Abstract

Reversing EV Induced Tumor Immune Suppression at the Sentinel Lymph Node: Role of Secretory Autophagy/Mitophagy

Lance Liotta, Co Director, George Mason University

The goal is to reverse cancer immune evasion at the level of the sentinel lymph node. Reduced expansion of CD8+Tcells and other innate immune effector cells in the cancer draining SLN is associated with progression and resistance to checkpoint inhibitors.
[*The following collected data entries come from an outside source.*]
PR #1008, opened 2021-09-30
Feature flag provider autocomplete

malcolmbaig:
### Context
The provider autocomplete on the start page sends requests to TTAPI as
the user types. This gets a bit heavy-going when traffic spikes at start
of cycle.

We're planning on reimplementing it so it uses a locally-stored
providers list for its suggestions. Until that's done, we want to be
able to switch the autocomplete off during peak load.

Wrap the container div for the autocomplete in a feature flag check
Return early from the autocomplete js if this div isn't found on the page

### Guidance to review
- Can be tested locally by toggling the value of the feature flag and typing a provider name into the third input on the start page

### Trello card
https://trello.com/c/B3FlzE6Z
### Checklist

- [ ] Rebased master
- [ ] Cleaned commit history

### DIFF
--- a/app/views/result_filters/location/_form.html.erb
+++ b/app/views/result_filters/location/_form.html.erb
@@ -101,12 +101,15 @@
                   </span>
                   <% end %>
                 <% end %>
-                <%= form.text_field :query,
-                                    id: 'provider',
-                                    value: params[:query],
-                                    class: 'govuk-input',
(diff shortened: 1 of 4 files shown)


TobyRet (approved):
Tested locally and LGTM

davidgisbey (approved):

PR #1010, opened 2021-09-30
Update QTS-only description to reflect UK leaving the EU

frankieroberto:
The QTS-only details component contained some content written pre-Brexit.

This brings it inline with the other qualification statuses in advising candidates to check qualification requirements for overseas teaching.

# Before

Screenshot 2021-09-30 at 14 19 17

# After

Screenshot 2021-09-30 at 14 20 01

### DIFF
--- a/app/views/courses/qualification/_qts.html.erb
+++ b/app/views/courses/qualification/_qts.html.erb
@@ -3,6 +3,6 @@
     Qualified teacher status (QTS) allows you to teach in state schools in England and may also allow you to teach in other parts of the UK.
   </p>
   <p class="govuk-body">
-    It may also allow you to teach overseas, though you should always check what qualifications are needed in the country you&rsquo;d like to teach in.
+    It may also allow you to teach overseas, though you should always check what qualifications are needed in the country you’d like to teach in.
   </p>
 <% end %>
--- a/app/views/courses/qualification/_qts.html.erb
+++ b/app/views/courses/qualification/_qts.html.erb
@@ -3,9 +3,6 @@
     Qualified teacher status (QTS) allows you to teach in state schools in England and may also allow you to teach in other parts of the UK.
   </p>
   <p class="govuk-body">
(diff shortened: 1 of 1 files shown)


app/views/courses/qualification/_qts.html.erb
```diff
@@ -3,9 +3,6 @@
     Qualified teacher status (QTS) allows you to teach in state schools in England and may also allow you to teach in other parts of the UK.
   </p>
   <p class="govuk-body">
-    It may also allow you to teach in <%= govuk_link_to 'the EU and EEA', 'https://www.gov.uk/eu-eea' %>, though this could change after 2020.
-  </p>
-  <p class="govuk-body">
-    If you&rsquo;re planning to teach overseas, you should always check what qualifications are needed in the country you&rsquo;d like to teach in.
+    It may also allow you to teach overseas, though you should always check what qualifications are needed in the country you&rsquo;d like to teach in.
```
duncanjbrown, line 6:
```suggestion
    It may also allow you to teach overseas, though you should always check what qualifications are needed in the country you’d like to teach in.
```

Any reason not to do this?

duncanjbrown (approved):
:+1:

Anyone know why we're manually HTML-encoding our own hardcoded text? I would expect to see that in user-submitted content, and for it to be done mechanically

app/views/courses/qualification/_qts.html.erb
frankieroberto: Nope. I just copied and pasted from the other files... 😄

frankieroberto:
> Anyone know why we're manually HTML-encoding our own hardcoded text? I would expect to see that in user-submitted content, and for it to be done mechanically

@duncanjbrown good point – I've updated all these here: https://github.com/DFE-Digital/find-teacher-training/pull/1012

I've left the `&nbsp;` entities (non-breaking spaces), as whilst it's also possible to directly encode these, they look identical to normal spaces, and so they could easily get edited out by mistake.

Cancer derived extracellular vesicles (EVs) that are PD-L1 positive suppress immune recognition at the level of the SNL. Experimental goal: To remodel the SNL to overcome cancer EV-associated immune suppression and induce immune rejection of the tumor.  We developed three methodologies for this project a) Collection of draining  lymph fluid to characterize extracellular vesicles (EVs) shed by 4T1 syngeneic breast tumors growing in the mammary fat pad. b) Chromatographic separation and characterization of the repertoire of EVs shed by tumors into the tumor microenvironment interstitial space using western blotting, mass spectrometry, and electron microscopy. c) Nanoparticle delivery of purified classes of EVs to the tumor draining SNL in combination with cytokine chemoattractants for innate immune cells. Results: Murine and human breast cancer cell lines shed classic exosomes and autophagosomes. The latter are shed extracellularly by the activation of the secretory autophagy pathway. The classic exosomes(exosome marker positive) contained PD-L1. In contrast the LC3 I/II P62 positive double membrane extracellular autophagosomes contained mitochondrial components (mitophagy). SLN immune cell populations could be massively remodeled by introducing hydrogel nanoparticles that affinity release chemoattractants locally in the subcapsular sinus. Nanoparticles could also be used to deliver concentrated packages of EVs of different classes to the SLN.  Introduction of the large CD81 negative VEGF positive EV population (amphisome characteristics) to the SLN augmented tumor growth, angiogenesis, and metastasis, even when cytokine induction was used to remodel the SLN. In marked contrast, introduction of the PD-L1 positive exosomes to the SLN in combination with nanoparticle release of T-cell and dendritic cell chemoattractants, induced immune rejection of the syngeneic breast cancer, reducing tumor growth and blocking metastasis. The findings demonstrate that different classes of EVs have opposite effects on cancer immune evasion at the level of the SLN and that EV mediated immune suppression can be reversed by SLN remodeling to augment dendritic and CD8 T cells.